A novel phosphoproteomic landscape evoked in response to type I interferon in the brain and in glial cells

Type I interferons (IFN-I) are key responders to central nervous system infection and injury. They mediate their effects primarily via transcriptional regulation of several hundred interferon-regulated genes. Using a mouse model for IFN-I-induced neurodegeneration, we identified widespread protein phosphorylation as a new mechanism by which IFN-I mediate their effects.
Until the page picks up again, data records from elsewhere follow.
PR #7040, opened 2020-02-18
azure_iothub_consumer - Input plugin

chrishayles:
…crosoft fix.

### Required for all PRs:

To follow once code adjustments have been made following cert fix.


haylesnortal:
Known issues/required changes:

- Include tests for plugins. [Telegraf plugin code]
- More detailed README. [Telegraf plugin code]
- PR required for iothub module to introduce "iotmodule" type. [iothub module code]
- Move output plugin from "iotdevice" to "iotmodule." [Telegraf plugin code]
- Move input plugin from "iotservice" to "iotmodule." [Telegraf plugin code]
- Add other transport protocols to "iothub" module and create second pull request. [iothub module code]
- input plugin here needs to work with Telegraf parser and accumulator instead of current log output. [Telegraf plugin code]

danielnelson:
Can you also add some information about when this plugin would need to be used instead of #6928?

haylesnortal:
@danielnelson Hey Daniel, forwarded on an email I sent to your colleagues last month. Lookout for something from chris.hayles@nortal.com. 

Short version: the IoT Hubs has an "Event Hubs Compatible" endpoint, but that endpoint doesn't have anywhere near the functionality of establishing a device connection with the IoT Hub and won't make use of an edge setup.

plugins/outputs/azure_iothub/iothub/iotdevice/transport/transport.go
```diff
@@ -0,0 +1,52 @@
...
+	"context"
+	"crypto/tls"
+	"github.com/amenzhinsky/iothub/logger"
+	"time"
+
+	"github.com/amenzhinsky/iothub/common"
+)
+
+// Transport interface.
+type Transport interface {
```
haylesnortal: This interface is implemented by the ./mqtt/mqtt.go with module-specific client and functions in ./mqtt/module_mqtt.go and this establishes a connection with the edgeHub/iotedge runtime. The edgeHub then connects to the Azure IoT Hub service via AMQP 1.0 in the scenario tested.

Next step would be to include an AMQP connection to the edgeHub. It would need to conform to the interface here. 

Note: Some of these functions can't be implemented for a module connection. For example, direct methods don't currently work for edge devices/modules. Any errors when calling this on an edge client are expected.

plugins/outputs/azure_iothub/iothub/iotdevice/credentials.go
```diff
@@ -0,0 +1,113 @@
+package iotdevice
```
haylesnortal: In this file the two existing credentials types are implemented. There is another authentication workflow for modules that this code does not implement, but would be a valuable addition. 

Currently the SharedAccessKey credential requires a connection string, or at least a shared access key, in order to authenticate. It does this by creating a token based on the endpoint being accessed (audience), expiry time, and signing it all with the shared access key provided. 

Modules running on the edge can authenticate without the shared access key by creating the token using the same properties but getting it all signed via the workload API /sign endpoint. 

In order to get the token response back from the sign endpoint, the edge runtime is validating the module and generation ID of the running module against what it expects to be running (controlled by the edgeAgent) and so security is provided that way. 

In short, this would allow for telegraf to be deployed without providing a connection string in the configuration. However, some configuration would still be necessary for input/output options.

haylesnortal:
Fixed dependency issue, removed iothub library codebase to reflect this. Cleaned up the metric creation.

srebhan:
@chrishayles is this still a thing?

Issue #6970, opened 2020-02-02
Set the measurement name to a tag value


JollyJosy:
## Feature Request

telegraf to set the measurement name equal to the filename if file input is used

### Proposal:

it would be helpful if the input parameter "name_override" have a "filename" argument.
Similar to the "file_tag"parameter of the file input plugin.

### Current behavior:

The "name_override" allows to override the measurement name with a static name.

### Desired behavior:

The "name_override" allows to override the measurement name with the filename of the file used as the input.

### Use case: 

I have multiple servers producing measurements. Each type of measurement (including different fields) is having it's own filename.
When the filename can be used as measurement name it would allow for a single input section per server using the wildcard for the filenames.

danielnelson:
Usually the data is more flexibly queried if you use fewer measurement name, so I do recommend using the tag to store the file name, and setting the measurement to a value that describes the particular shape of data.  Generally this means that each plugin definition has a single name which works out with `name_override`.

However, we could add the ability for the `converter` processor to convert a tag/field value to the measurement name.

mvgoylen:
Having this possibility in the converter processor would be also a good solution for the problem . 
thanks already for this fast feedback.

DiddleDaddle:
Any idea when this could be added to the converter processor? This would really be a big help and avoid using external scripting to treat the files.

danielnelson:
@JollyJosy Will be in the upcoming 1.14 release and the next nightly build.

PR #7049, opened 2020-02-19
Add support for converting tag or field to measurement in converter processor

danielnelson:
closes: #6970

### Required for all PRs:

### DIFF
--- a/plugins/processors/converter/README.md
+++ b/plugins/processors/converter/README.md
@@ -9,7 +9,7 @@ Values that cannot be converted are dropped.
 uniquely identifiable.  Fields with the same series key (measurement + tags)
 will overwrite one another.
 
-### Configuration:
+### Configuration
 ```toml
 # Convert values to another metric value type
 [[processors.converter]]
@@ -19,6 +19,7 @@ will overwrite one another.
   ## select the keys to convert.  The array may contain globs.
   ##   <target-type> = [<tag-key>...]
   [processors.converter.tags]
+    measurement = []
     string = []
     integer = []
     unsigned = []
@@ -31,6 +32,7 @@ will overwrite one another.
   ## select the keys to convert.  The array may contain globs.
   ##   <target-type> = [<field-key>...]
   [processors.converter.fields]
+    measurement = []
     tag = []
     string = []
     integer = []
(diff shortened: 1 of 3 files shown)


plugins/processors/converter/README.md
```diff
@@ -39,19 +41,40 @@ will overwrite one another.
...
+Convert `port` tag to a string field:
 ```toml
 [[processors.converter]]
   [processors.converter.tags]
     string = ["port"]
+```
+
+```diff
+- apache,port=80,server=debian-stretch-apache BusyWorkers=1,BytesPerReq=0
++ apache,server=debian-stretch-apache port="80",BusyWorkers=1,BytesPerReq=0
```
ssoroka: should these be in the same order to be more clear?

plugins/processors/converter/converter.go
```diff
@@ -39,30 +40,32 @@ var sampleConfig = `
...
+	Boolean     []string `toml:"boolean"`
+	Float       []string `toml:"float"`
 }
 
 type Converter struct {
-	Tags   *Conversion `toml:"tags"`
-	Fields *Conversion `toml:"fields"`
+	Tags   *Conversion     `toml:"tags"`
+	Fields *Conversion     `toml:"fields"`
+	Log    telegraf.Logger `toml:"-"`
```
ssoroka: should log be private?

plugins/processors/converter/converter.go
```diff
@@ -73,15 +76,11 @@ func (p *Converter) Description() string {
...
 
-func (p *Converter) Apply(metrics ...telegraf.Metric) []telegraf.Metric {
-	if !p.initialized {
-		err := p.compile()
-		if err != nil {
-			logPrintf("initialization error: %v\n", err)
-			return metrics
-		}
-	}
+func (p *Converter) Init() error {
```
ssoroka: is this a contract change that we need to worry about? previously Apply would init for you.

plugins/processors/converter/converter_test.go
```diff
@@ -451,41 +402,123 @@ func TestConverter(t *testing.T) {
...
+					"msg": "howdy",
+				},
+				time.Unix(0, 0),
 			),
-			expected: Metric(
-				metric.New(
-					"cpu",
+			expected: []telegraf.Metric{
+				testutil.MustMetric(
+					"/var/log/syslog",
```
reimda: #6970 talks about using filenames as the measurement name.  I don't think they'll want to use the full path.  Is there a way to get just the basename of the file input plugin's file_tag?

plugins/processors/converter/README.md
danielnelson: Yeah I'll update this, it should read better if I move the port to the end of the fields:
```
+ apache,server=debian-stretch-apache BusyWorkers=1,BytesPerReq=0,port="80"
```

plugins/processors/converter/converter.go
danielnelson: It does needs to be exported, which is why we mark it unsettable from the toml.  This is due to how we inject the Logger from outside the package (which we have never been super happy with).  When adding this we also toyed around with injecting the logger on init: `Init(Logger) error` but ultimately decided not to inject it there.

plugins/processors/converter/converter.go
danielnelson: The Init() function is optional on any plugin type, but will be called if defined.  It makes it a little bit easier to initialize a plugin without needing the manage it and improves the plugins ability to report errors with the configuration was setup improperly.

plugins/processors/converter/converter_test.go
danielnelson: You would need to use another processor to modify the tag value first, it ought to be possible to do this with the regex processor though.  We could potentially have a `filepath` processor that does common transformations, or perhaps it would fit in with the `strings` processor.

Protein phosphorylation aligned with the clinical hallmarks and pathological outcome, including impaired development, motor dysfunction and seizures. In vitro experiments revealed extensive and rapid IFN-I-induced protein phosphorylation in microglia and astrocytes, the brain’s primary IFN-I-responding cells. Response to acute IFN-I stimulation was independent of gene expression and mediated by a small number of kinase families. The changes in the phosphoproteome affected a diverse range of cellular processes and functional analysis suggested that this response induced an immediate reactive state and prepared cells for subsequent transcriptional responses. Our studies reveal a hitherto unappreciated role for changes in the protein phosphorylation landscape in cellular responses to IFN-I and thus provide insights for novel diagnostic and therapeutic strategies for neurological diseases caused by IFN-I.